Certainly recovery of a broken economy like that of Zimbabwe would not be possible in the absence of budgetary support from the international community including Botswana and the big brother down south, South Africa.
Although Mnangagwa is yet to throw his fiscal cards into the table, there is a general agreement that Zimbabwe is in need of drastic reinvention across political, economic and social domains following the ruinous reign of Mugabe. This is where neighbours like Botswana can fit in, not just for the sake of Zimbabwe but also for the benefit of their own citizens. It was in the wake of the 2008 political tension that Botswana made a few attempts to help its neighbour but the effort seems to have proved futile.

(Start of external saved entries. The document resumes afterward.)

PR #1466, opened 2025-08-06
OCD-4956 Developer Dashboard

mattystank:
Create baseline setup for compliance dashboards
Create Developer dashboard with skeletons and reusable data components


src/app/components/util/avatar.jsx
```diff
@@ -8,9 +8,9 @@ import { string } from 'prop-types';
 const colors = ['color_bdc3c7', 'color_6f7b87', 'color_2c3e50', 'color_2f3193', 'color_662d91', 'color_922790', 'color_ec2176', 'color_ed1c24', 'color_f36622', 'color_f8941e', 'color_fab70f', 'color_fdde00', 'color_d1d219', 'color_8ec73f', 'color_00a650', 'color_00aa9c', 'color_00adef', 'color_0081cd', 'color_005bab'];
 
 const useStyles = makeStyles((theme) => ({
-  color_bdc3c7: { backgroundColor: '#bdc3c7', color: theme.palette.getContrastText('#bdc3c7') },
-  color_6f7b87: { backgroundColor: '#6f7b87', color: theme.palette.getContrastText('#6f7b87') },
-  color_2c3e50: { backgroundColor: '#2c3e50', color: theme.palette.getContrastText('#2c3e50') },
+  color_bdc3c7: { backgroundColor: '#9efff5ff', color: theme.palette.getContrastText('#bdc3c7') },
+  color_6f7b87: { backgroundColor: '#490404ff', color: theme.palette.getContrastText('#6f7b87') },
+  color_2c3e50: { backgroundColor: '#00666dff', color: theme.palette.getContrastText('#2c3e50') },
```
andlar: I don't understand this. It's possible the naming convention is terrible, but at least it was consistent to the backgroundColor. Now the function to getContrastText isn't getting contrast text against the named color, but instead against some other color. What's going on here?

src/app/navigation/navigation-top.html
```diff
@@ -91,7 +91,7 @@
               <li ng-if="vm.hasAnyRole(['chpl-admin', 'chpl-onc', 'chpl-cms-staff'])"><a ui-sref="administration.cms"><i class="fa fa-caret-right" ng-if="vm.isActive('administration.cms')"></i> CMS</a></li>
               <li ng-if="vm.hasAnyRole(['chpl-admin', 'chpl-onc', 'chpl-onc-acb'])"><a ui-sref="administration.change-requests"><i class="fa fa-caret-right" ng-if="vm.isActive('administration.change-requests')"></i> Change Requests</a></li>
               <li ng-if="vm.hasAnyRole(['chpl-admin', 'chpl-onc', 'chpl-onc-acb'])"><a ui-sref="administration.system-maintenance"><i class="fa fa-caret-right" ng-if="vm.isActive('administration.system-maintenance')"></i> System Maintenance</a></li>
-              <li ng-if="vm.hasAnyRole(['chpl-admin', 'chpl-onc'])"><a ui-sref="dashboard"><i class="fa fa-caret-right" ng-if="vm.isActive('sys-admin.dashboard')"></i>Dashboard</a></li>
+              <li ng-if="vm.hasAnyRole(['chpl-admin', 'chpl-onc'])"><a ui-sref="reports-dashboard"><i class="fa fa-caret-right" ng-if="vm.isActive('sys-admin.dashboard')"></i>Dashboard</a></li>
```
andlar: Does the dashboard navigation item get the "isActive" class? I'm not sure if it would have before, but the "vm.isActive" call matches the "ui-sref" label in most of the other navigation elements. As long as it shows the "isActive" indicator then that's probably fine, but if it doesn't it'll need an update

src/app/pages/compliance-dashboard/developer-dashboard.jsx
```diff
@@ -0,0 +1,1165 @@
...
+    });
+
+    setSurveillanceActivities(surveillanceData);
+  }, [developer]);
+
+  if (isLoading || insightsLoading || usersLoading || directReviewsLoading || rwtPlansLoading || rwtResultsLoading || attestationsLoading) {
+    return <ChplDashboardSkeleton />;
+  }
+
+  const filteredUsers = displayedUsers.filter((userData) => userData.fullName?.toLowerCase().includes(localSearchTerm.toLowerCase())
```
andlar: This should be a function. Something like `getFilteredUsers` that does the same filtering, but setting it as a const here implies it doesn't change, which is probably wrong if you're actually doing a search/filter

src/app/pages/compliance-dashboard/developer-dashboard.jsx
```diff
@@ -0,0 +1,1165 @@
...
+                        ) : (
+                          <Typography variant="body2" className={classes.textItalic}>
+                            No attestation data available
+                          </Typography>
+                        )}
+
+                        <Typography className={classes.textSpacingTop} variant="body2">
+                          For more information, please visit the
+                          {' '}
+                          <a href="https://www.astp.hhs.gov/sites/default/files/2022-08/Attestations-Condition-Resource-Guide.pdf" target="_blank" rel="noopener noreferrer">Attestations Resource Guide</a>
```
andlar: Should be a `ChplLink` element so we can track analytics

src/app/pages/compliance-dashboard/developer-dashboard.jsx
```diff
@@ -0,0 +1,1165 @@
...
+                            <Typography variant="body2" color="textSecondary">
+                              (
+                              {rwtPlans?.length || 0}
+                              {' '}
+                              Found)
+                            </Typography>
+                          </Box>
+                          {rwtPlans && rwtPlans.length > 0 ? (
+                            rwtPlans.slice(0, 3).map((plan, index) => (
+                              <a
```
andlar: Also a ChplLink

src/app/pages/resources/resources.module.js
```diff
@@ -1,6 +1,7 @@
 import { reactToAngularComponent } from '../../services/angular-react-helper';
 
 import ChplCmsLookupWrapper from './cms-lookup/cms-lookup-wrapper';
+import ChplComplianceDashboardWrapper from '../compliance-dashboard/compliance-dashboard-wrapper';
```
andlar: I thought we were trying to go away from using the term "compliance dashboard". I know this isn't visible to the end user, but it makes it harder for the team to track what file is what when the term isn't used on the page anywhere

andlar (changes requested):

src/app/pages/dashboard/developer-dashboard.jsx
```diff
@@ -592,8 +592,11 @@ function ChplDeveloperDashboard() {
                         <Typography className={classes.textSpacingTop} variant="body2">
                           For more information, please visit the
                           {' '}
-                          <a href="https://www.astp.hhs.gov/sites/default/files/2022-08/Attestations-Condition-Resource-Guide.pdf" target="_blank" rel="noopener noreferrer">Attestations Resource Guide</a>
-                          .
+                          <ChplLink
+                            href="https://www.astp.hhs.gov/sites/default/files/2022-08/Attestations-Condition-Resource-Guide.pdf"
+                            text="Attestations Resource Guide"
+                            external
```
andlar: This is probably incorrect. The default is that `external` is true; it's only when we don't want it to be external that we need to put something like `external="false"`, and in this case, I think it should be counted as an internal link, as we're connecting to another hhs.gov site

andlar (approved):

PR #1486, opened 2026-01-07
OCD-5103 System Maintenance Layout UI

mattystank:


src/app/components/system-maintenance/accessibility-standard/accessibility-standards-view.jsx
```diff
@@ -79,7 +79,7 @@ function ChplAccessibilityStandardsView(props) {
             onTableSort={handleTableSort}
             orderBy={orderBy}
             order={order}
-            stickyHeader
+            stickyHeader={props.stickyHeader}
```
andlar: Two things:

1) I see you're reading a props value here, and in a bunch of other files, but I can't find where that value is being passed in via props. Am I missing something?

2) Reading props directly (like `props.stickyHeader`) is not our convention. Our convention is to resolve the props and deconstruct the arguments to the component function with things like `function ChplApiKeysView({ apiKeys: initialApiKeys, dispatch }) {`

src/app/components/system-maintenance/api-key/api-keys-view.jsx
```diff
@@ -39,15 +39,16 @@ const useStyles = makeStyles({
...
+function ChplApiKeysView(props) {
+  const { dispatch } = props;
   const [apiKeys, setApiKeys] = useState([]);
   const [order, setOrder] = useState('desc');
   const [orderBy, setOrderBy] = useState('lastUsedDate', true);
   const classes = useStyles();
 
   useEffect(() => {
-    setApiKeys(initialApiKeys.sort(sortComparator('lastUsedDate')));
-  }, [initialApiKeys]);
```
andlar, line 50: We use the convention of using the props value, renamed as `initalSomething`, in order to avoid re-rendering the component every time a parent component updates the source data from the automatic network refreshing

src/app/components/system-maintenance/api-key/api-keys-view.jsx
```diff
@@ -66,14 +67,14 @@ function ChplApiKeysView({ apiKeys: initialApiKeys, dispatch }) {
         />
       </div>
       <Paper className={classes.container}>
-        <TableContainer>
+      <TableContainer className={classes.container} component={Paper} style={{ maxHeight: 'calc(100vh - 300px)', overflow: 'auto' }}>
```
andlar: Indentation seems off here

src/app/components/system-maintenance/functionality-tested/functionalities-tested-view.jsx
```diff
@@ -2,18 +2,21 @@ import React, { useContext, useEffect, useState } from 'react';
...
+  MenuItem,
   Typography,
   makeStyles,
 } from '@material-ui/core';
 import { arrayOf, func } from 'prop-types';
 import AddIcon from '@material-ui/icons/Add';
 import EditOutlinedIcon from '@material-ui/icons/EditOutlined';
+import ArrowUpwardIcon from '@material-ui/icons/ArrowUpward';
+import ArrowDownwardIcon from '@material-ui/icons/ArrowDownward';
+import SortIcon from '@material-ui/icons/Sort';
```
andlar: These should be alphabetized

src/app/components/system-maintenance/functionality-tested/functionalities-tested-view.jsx
```diff
@@ -23,50 +26,39 @@ import {
...
-  { text: 'Action', invisible: true },
-];
-
 const useStyles = makeStyles({
   ...utilStyles,
-  tableResultsHeaderContainer:{
-      display: 'flex',
-      justifyContent: 'flex-end',
-  }
+  tableResultsHeaderContainer: {
```
andlar: The table is gone, right? If so, the class shouldn't reference a thing that doesn't exist

src/app/components/system-maintenance/functionality-tested/functionalities-tested-view.jsx
```diff
@@ -23,50 +26,39 @@ import {
...
   const [functionalitiesTested, setFunctionalitiesTested] = useState([]);
   const [order, setOrder] = useState('asc');
   const [orderBy, setOrderBy] = useState('value');
+  const [sortMenuAnchor, setSortMenuAnchor] = useState(null);
   const filterContext = useFilterContext();
   const classes = useStyles();
 
   useEffect(() => {
-    setFunctionalitiesTested(initialFunctionalitiesTested
+    setFunctionalitiesTested(propsFunctionalitiesTested
```
andlar: The convention has been to use `initialSomething` here

src/app/components/system-maintenance/functionality-tested/functionalities-tested-view.jsx
```diff
@@ -121,72 +168,80 @@ function ChplFunctionalitiesTestedView({ dispatch, functionalitiesTested: initia
...
+                  </Box>
+                </Grid>
+                <Grid container spacing={2} alignItems="center">
+                  <Grid item xs={2} sm={2}>
+                    <Typography variant="caption" display="block" color="primary">Regulatory Text Citation</Typography>
+                    <Typography variant="body2">{item.regulatoryTextCitation || 'N/A'}</Typography>
+                  </Grid>
+                  <Grid item xs={2} sm={2}>
+                    <Typography variant="caption" display="block" color="primary">Rule</Typography>
+                    <Typography variant="body2">{item.rule?.name ?? 'N/A'}</Typography>
```
andlar: There's a mix of `||` and `??` to handle blank values. I can't remember what we use as a convention, but we definitely shouldn't be using two different versions in the same file

src/app/components/system-maintenance/functionality-tested/functionalities-tested-view.jsx
```diff
@@ -121,72 +168,80 @@ function ChplFunctionalitiesTestedView({ dispatch, functionalitiesTested: initia
...
+                    <Typography variant="caption" display="block" color="primary">End Date</Typography>
+                    <Typography variant="body2">{getDisplayDateFormat(item.endDay) || 'N/A'}</Typography>
+                  </Grid>
+                  <Grid item xs={6} sm={2}>
+                    <Typography variant="caption" display="block" color="primary">Required Date</Typography>
+                    <Typography variant="body2">{getDisplayDateFormat(item.requiredDay) || 'N/A'}</Typography>
+                  </Grid>
+                  <Grid item xs={6} sm={2}>
+                    <Typography variant="caption" display="block" color="primary">Extension End Date</Typography>
+                    <Typography variant="body2">{getDisplayDateFormat(item.extensionEndDay) || 'N/A'}</Typography>
```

Following the collapse of an agreement through which Botswana was to extend a line of credit to Zimbabwe a few years back, a rekindling of a mutually beneficial relationship seems possible now than ever.
For the sake of those who might have forgotten, through the arrangement and agreement that was made then, Botswana was to avail a line of credit amounting to P500 million in a bid to resuscitate Zimbabwe’s industrial sector. As we all might be aware, the Zimbabwean economy’s industrial sector has been toppled by Mugabe’s policies which sought to indigenize production and manufacturing.
So it is unfortunate that the Bilateral Investment Promotion and Protection Agreement that was signed in March 2011 after the two governments of Botswana and Zimbabwe recognised the existence of vast investment opportunities between them hit a snag. There is no tangible evidence on what really went down.
The recent change in leadership has therefore come as a reminder of the failure by both governments as well as representatives of the commerce confederations to make use of an opportunity that availed itself at the time.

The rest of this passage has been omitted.